Commentant les attaques à grande échelle de Trump contre les droits démocratiques, North a établi un parallèle direct avec les politiques des nazis, en déclarant :
Trump procède maintenant de manière totalement illégale. Le cadre constitutionnel n'existe pas pour lui. Il n'est limité par aucune norme constitutionnelle ou juridique. Comme nous l'avons écrit sur le World Socialist Web Site, il travaille à partir des conceptions associées au juriste nazi Carl Schmitt, ce que l'on appelle « l'état d'exception ». Le Führer fait les lois. Il a le pouvoir. Il en fait ce qu'il veut.
Et cela été ratifié, en quelque sorte, par la Cour suprême et ne rencontre pas d'opposition significative au sein du Congrès. Cela rencontre une opposition au sein de la population.
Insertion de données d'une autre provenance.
PR #181, opened 2022-03-22
EntityCreate: handle taxonomyTermId

hugotiburtino:


server/src/uuid/model/entity/mod.rs
```diff
@@ -612,6 +614,27 @@ impl Entity {
...
+                revision_type: EntityRevisionType::from(payload.entity_type.clone()),
+                user_id: payload.user_id,
+            },
+            &mut transaction,
+        )
+        .await?;
+
+        CreateEntityEventPayload::new(entity_id, payload.user_id, instance_id)
+            .save(&mut transaction)
+            .await?;
```
kulla, line 636: Is there a test for this?

kulla: shouldn't this be before the `Entity::addRevision()`? Otherwise we would have a `AddRevisionEvent` before a `CreateEntityEvent`...

server/src/uuid/model/entity/mod.rs
```diff
@@ -639,41 +662,46 @@ impl Entity {
             )
             .save(&mut transaction)
             .await?;
-        }
+        } else {
+            let taxonomy_term_id = payload
+                .input
+                .taxonomy_term_id
+                .ok_or(EntityCreateError::TaxonomyTermIdError)?;
```
kulla, line 669: Use `unwrap_or` here...

kulla (changes requested):

server/src/uuid/model/entity/mod.rs
hugotiburtino:
```console
   --> server/src/uuid/model/entity/mod.rs:669:28
    |
669 |                 .unwrap_or(EntityCreateError::TaxonomyTermIdError)?;
    |                            ^^^^^^^^^^^^^^^^^^^^^^^^^^^^^^^^^^^^^^ expected `i32`, found enum `EntityCreateError`
```
same with `unwrap_or_else` by the way

server/src/uuid/model/entity/mod.rs
hugotiburtino: good catch
events order fixed in 58297fe
integration test in ed34a2d

server/src/uuid/model/entity/mod.rs
```diff
@@ -639,41 +662,46 @@ impl Entity {
...
+                taxonomy_term_id,
+                current_last_position + 1
+            )
+            .execute(&mut transaction)
+            .await?;
 
-        CreateEntityEventPayload::new(entity_id, payload.user_id, instance_id)
+            CreateTaxonomyLinkEventPayload::new(
+                entity_id,
+                payload.input.taxonomy_term_id.unwrap(),
```
kulla, line 698:
```suggestion
                taxonomy_term_id,
```

server/src/event/model/create_taxonomy_link.rs
```diff
@@ -0,0 +1,73 @@
...
+use crate::database::Executor;
+use serde::Serialize;
+
+use super::{AbstractEvent, Event, EventError, EventPayload, RawEventType};
+
+#[derive(Debug, Eq, PartialEq, Serialize)]
+#[serde(rename_all = "camelCase")]
+pub struct CreateTaxonomyLinkEvent {
+    entity_id: i32,
+    entity_revision_id: i32,
```
kulla, line 13:
```suggestion
    taxonomy_id: i32,
```

?

kulla (changes requested):

server/src/uuid/model/entity/mod.rs
hugotiburtino: done in [bc2b8c1](https://github.com/serlo/serlo.org-database-layer/pull/181/commits/bc2b8c14b8bd1212269e5c245a807cac0e9c08af)

server/src/event/model/create_taxonomy_link.rs
hugotiburtino: I ask myself too. And there are a lot of mistakes in the file.
Corrected in [bc2b8c1](https://github.com/serlo/serlo.org-database-layer/pull/181/commits/bc2b8c14b8bd1212269e5c245a807cac0e9c08af)

hugotiburtino:
Quite strange this never ending pipeline: https://github.com/serlo/serlo.org-database-layer/runs/5727707102?check_suite_focus=true . It took one hour before and I had to stop it by hand.

server/src/event/model/create_taxonomy_link.rs
hugotiburtino: But I'm not sure about the following asymmetry:
In Create Entity Link Event (https://github.com/serlo/serlo.org-database-layer/blob/entity-create-patch/server/tests/entity.rs#L962-L967) the bearer of the `object_id` is the child.

But in the Create Taxonomy Link Event (https://github.com/serlo/serlo.org-database-layer/blob/entity-create-patch/server/tests/entity.rs#L902-L907) the `object_id` refers to the "parent".

I'm basing on the following result of the DB:
```sql
mysql> select event_log.uuid_id as 'uuid of taxonomy parent', event.name, event_parameter_uuid.uuid_id as 'uuid of entity child' f
rom event_log join event_parameter on log_id = event_log.id join event_parameter_uuid on event_parameter.id = event_parameter_id j
oin event on event.id = event_id  where event_log.id = 299;
+-------------------------+-------------------------+----------------------+
| uuid of taxonomy parent | name                    | uuid of entity child |
+-------------------------+-------------------------+----------------------+
|                       7 | taxonomy/term/associate |                 1495 |
+-------------------------+-------------------------+----------------------+

```

hugotiburtino: clared

kulla (approved):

North a conclu en exhortant toutes les personnes préoccupées par la défense des droits démocratiques et la lutte contre le fascisme à rejoindre le Parti de l'égalité socialiste et à participer au prochain rassemblement international en ligne du Premier mai organisé par le World Socialist Web Site, en déclarant :
Il ne s'agit pas, en fin de compte, de questions purement académiques. Ce sont des questions de vie et de mort. Je pense que nous devons tous en être conscients ; quiconque réfléchit vraiment à ce qui se passe dans un monde en plein changement. Et ce qui se produira au cours de l'année, des deux années, des trois années à venir, pourrait très bien décider du sort de l'humanité.